■ Data for this exercise:

== Segment start ==

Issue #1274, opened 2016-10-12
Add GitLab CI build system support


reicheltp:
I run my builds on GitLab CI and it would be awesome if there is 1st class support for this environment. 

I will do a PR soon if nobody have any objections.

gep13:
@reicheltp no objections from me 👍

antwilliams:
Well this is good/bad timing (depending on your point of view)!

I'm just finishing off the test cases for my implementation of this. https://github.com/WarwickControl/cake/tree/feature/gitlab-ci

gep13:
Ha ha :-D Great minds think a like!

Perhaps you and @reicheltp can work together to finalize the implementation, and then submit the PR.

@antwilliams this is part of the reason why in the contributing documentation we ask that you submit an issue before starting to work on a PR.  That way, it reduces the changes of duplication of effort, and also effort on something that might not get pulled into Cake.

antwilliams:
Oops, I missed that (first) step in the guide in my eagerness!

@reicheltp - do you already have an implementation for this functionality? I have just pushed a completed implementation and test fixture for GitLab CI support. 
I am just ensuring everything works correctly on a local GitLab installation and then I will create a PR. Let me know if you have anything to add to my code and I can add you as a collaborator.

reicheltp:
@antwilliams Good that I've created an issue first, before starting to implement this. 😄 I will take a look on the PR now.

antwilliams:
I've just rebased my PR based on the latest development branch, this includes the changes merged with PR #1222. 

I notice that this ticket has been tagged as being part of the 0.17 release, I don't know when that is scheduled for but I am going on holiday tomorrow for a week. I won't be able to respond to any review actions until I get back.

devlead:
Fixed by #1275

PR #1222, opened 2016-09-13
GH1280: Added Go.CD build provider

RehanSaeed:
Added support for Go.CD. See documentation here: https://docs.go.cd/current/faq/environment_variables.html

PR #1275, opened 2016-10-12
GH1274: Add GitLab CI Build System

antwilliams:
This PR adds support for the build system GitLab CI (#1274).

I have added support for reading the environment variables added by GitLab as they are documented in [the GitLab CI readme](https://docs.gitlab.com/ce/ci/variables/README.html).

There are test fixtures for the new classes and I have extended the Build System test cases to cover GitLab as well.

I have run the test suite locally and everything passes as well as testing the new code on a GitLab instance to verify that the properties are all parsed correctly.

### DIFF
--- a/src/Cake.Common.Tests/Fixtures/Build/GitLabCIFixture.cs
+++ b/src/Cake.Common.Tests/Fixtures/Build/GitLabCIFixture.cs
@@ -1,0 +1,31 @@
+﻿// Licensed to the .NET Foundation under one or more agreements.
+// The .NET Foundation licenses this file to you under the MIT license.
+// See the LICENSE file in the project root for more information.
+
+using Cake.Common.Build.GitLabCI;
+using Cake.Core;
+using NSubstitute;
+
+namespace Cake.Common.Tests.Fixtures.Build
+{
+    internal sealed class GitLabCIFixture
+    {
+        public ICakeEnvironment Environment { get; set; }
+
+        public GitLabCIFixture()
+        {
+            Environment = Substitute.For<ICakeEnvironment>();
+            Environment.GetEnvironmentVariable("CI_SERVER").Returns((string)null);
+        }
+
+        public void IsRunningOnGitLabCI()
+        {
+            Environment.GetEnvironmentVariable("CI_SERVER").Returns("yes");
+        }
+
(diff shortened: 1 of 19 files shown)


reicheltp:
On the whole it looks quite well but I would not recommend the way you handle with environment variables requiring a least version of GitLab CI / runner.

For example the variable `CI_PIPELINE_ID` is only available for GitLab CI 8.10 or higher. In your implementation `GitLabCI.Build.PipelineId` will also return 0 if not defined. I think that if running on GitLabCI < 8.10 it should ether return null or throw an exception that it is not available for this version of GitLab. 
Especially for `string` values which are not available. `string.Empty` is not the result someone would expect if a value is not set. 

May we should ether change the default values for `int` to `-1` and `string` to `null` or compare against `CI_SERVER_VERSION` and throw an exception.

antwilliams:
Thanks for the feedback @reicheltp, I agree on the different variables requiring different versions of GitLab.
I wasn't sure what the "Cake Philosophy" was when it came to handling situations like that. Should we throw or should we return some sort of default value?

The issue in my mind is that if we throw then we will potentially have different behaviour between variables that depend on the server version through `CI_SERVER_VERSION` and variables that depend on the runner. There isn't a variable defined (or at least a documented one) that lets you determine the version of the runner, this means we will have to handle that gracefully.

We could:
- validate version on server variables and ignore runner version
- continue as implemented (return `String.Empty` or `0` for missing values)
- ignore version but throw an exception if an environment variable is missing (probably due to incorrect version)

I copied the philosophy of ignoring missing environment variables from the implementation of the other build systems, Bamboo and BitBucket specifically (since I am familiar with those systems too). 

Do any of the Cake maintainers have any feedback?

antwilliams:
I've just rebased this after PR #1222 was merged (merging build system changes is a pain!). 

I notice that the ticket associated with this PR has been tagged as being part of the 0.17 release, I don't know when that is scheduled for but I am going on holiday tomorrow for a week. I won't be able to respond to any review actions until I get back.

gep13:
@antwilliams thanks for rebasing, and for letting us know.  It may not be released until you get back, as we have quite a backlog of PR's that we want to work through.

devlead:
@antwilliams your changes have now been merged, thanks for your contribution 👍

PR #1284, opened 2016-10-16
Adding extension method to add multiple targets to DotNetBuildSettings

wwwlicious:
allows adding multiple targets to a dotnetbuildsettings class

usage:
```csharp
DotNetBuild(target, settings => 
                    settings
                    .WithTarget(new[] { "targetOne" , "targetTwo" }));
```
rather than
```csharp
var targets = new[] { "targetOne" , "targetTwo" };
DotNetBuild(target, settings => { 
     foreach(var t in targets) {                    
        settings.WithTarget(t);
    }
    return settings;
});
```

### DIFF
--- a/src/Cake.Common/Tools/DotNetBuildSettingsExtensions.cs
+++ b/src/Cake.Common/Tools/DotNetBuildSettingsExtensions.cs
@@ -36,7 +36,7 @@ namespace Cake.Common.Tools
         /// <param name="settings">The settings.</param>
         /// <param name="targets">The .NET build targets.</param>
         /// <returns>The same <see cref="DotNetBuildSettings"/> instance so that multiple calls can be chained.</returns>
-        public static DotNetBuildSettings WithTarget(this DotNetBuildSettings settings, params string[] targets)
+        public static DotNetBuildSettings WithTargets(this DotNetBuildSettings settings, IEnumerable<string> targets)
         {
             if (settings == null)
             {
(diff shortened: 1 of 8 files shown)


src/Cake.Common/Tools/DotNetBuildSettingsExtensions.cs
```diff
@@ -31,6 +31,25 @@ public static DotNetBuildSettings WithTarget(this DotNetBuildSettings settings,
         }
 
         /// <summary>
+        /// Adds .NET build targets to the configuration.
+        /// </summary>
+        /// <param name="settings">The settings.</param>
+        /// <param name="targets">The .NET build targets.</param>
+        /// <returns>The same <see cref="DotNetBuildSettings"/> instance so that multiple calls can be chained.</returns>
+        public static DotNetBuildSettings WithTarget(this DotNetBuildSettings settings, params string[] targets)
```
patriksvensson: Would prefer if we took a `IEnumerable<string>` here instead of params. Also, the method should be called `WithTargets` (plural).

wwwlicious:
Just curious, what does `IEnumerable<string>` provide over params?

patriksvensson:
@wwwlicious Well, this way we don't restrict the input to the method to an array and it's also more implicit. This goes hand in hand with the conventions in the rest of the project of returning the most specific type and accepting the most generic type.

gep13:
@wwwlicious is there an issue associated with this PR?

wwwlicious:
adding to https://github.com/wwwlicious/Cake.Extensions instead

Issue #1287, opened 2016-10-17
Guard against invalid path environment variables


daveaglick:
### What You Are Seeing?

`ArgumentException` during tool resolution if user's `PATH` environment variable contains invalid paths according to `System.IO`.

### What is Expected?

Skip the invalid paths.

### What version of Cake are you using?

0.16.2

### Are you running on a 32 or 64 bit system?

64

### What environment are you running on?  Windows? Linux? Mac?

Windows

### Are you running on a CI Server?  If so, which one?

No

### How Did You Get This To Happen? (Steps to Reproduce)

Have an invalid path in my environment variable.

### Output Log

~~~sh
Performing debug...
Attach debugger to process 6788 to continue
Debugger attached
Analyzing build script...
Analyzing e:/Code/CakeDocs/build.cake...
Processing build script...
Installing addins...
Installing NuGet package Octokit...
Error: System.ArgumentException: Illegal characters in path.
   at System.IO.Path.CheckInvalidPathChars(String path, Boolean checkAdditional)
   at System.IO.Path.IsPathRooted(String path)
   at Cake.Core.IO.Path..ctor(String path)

== Segment end ==
== Segment start ==

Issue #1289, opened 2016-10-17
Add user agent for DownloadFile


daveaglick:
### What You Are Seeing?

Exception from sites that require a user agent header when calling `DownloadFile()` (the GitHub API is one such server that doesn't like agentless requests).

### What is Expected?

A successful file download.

== Segment end ==

■ Problem description: Please go over the data above and copy each line with "everything" in it.

■ Solution for this task:
I am just ensuring everything works correctly on a local GitLab installation and then I will create a PR. Let me know if you have anything to add to my code and I can add you as a collaborator.
I have run the test suite locally and everything passes as well as testing the new code on a GitLab instance to verify that the properties are all parsed correctly.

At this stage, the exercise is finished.